- WHAT THE TASK REQUIRES -
Nothing should change. Output the data exactly.

- INFORMATION SHOWN -
PR #1130, opened 2021-08-23
Update index's `topic_msg_ids` accurately with topic updates.

prah23:
**What does this PR do?**  
Prior to this PR, if a message's topic was changed, the
corresponding `message_id` was not removed from the old topic's set
and added to the new one under the "topic_msg_ids" key of the model's
index. This PR updates the relevant sets to ensure accuracy.

**Tested?** 
- [x] Manually

**Commit flow** 

- api_types: Include the orig_subject field in UpdateMessageEvent. 
This commit introduces another field to the UpdateMessageEvent class
in `api_types.py` to accommodate this field in the event handler
method for update message events.

- bugfix: model: Remove updated message_ids from their old topic's set.
Prior to this commit, if a message's topic was changed, the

- EXERCISE ANSWER -
PR #1130, opened 2021-08-23
Update index's `topic_msg_ids` accurately with topic updates.

prah23:
**What does this PR do?**  
Prior to this PR, if a message's topic was changed, the
corresponding `message_id` was not removed from the old topic's set
and added to the new one under the "topic_msg_ids" key of the model's
index. This PR updates the relevant sets to ensure accuracy.

**Tested?** 
- [x] Manually

**Commit flow** 

- api_types: Include the orig_subject field in UpdateMessageEvent. 
This commit introduces another field to the UpdateMessageEvent class
in `api_types.py` to accommodate this field in the event handler
method for update message events.

- bugfix: model: Remove updated message_ids from their old topic's set.
Prior to this commit, if a message's topic was changed, the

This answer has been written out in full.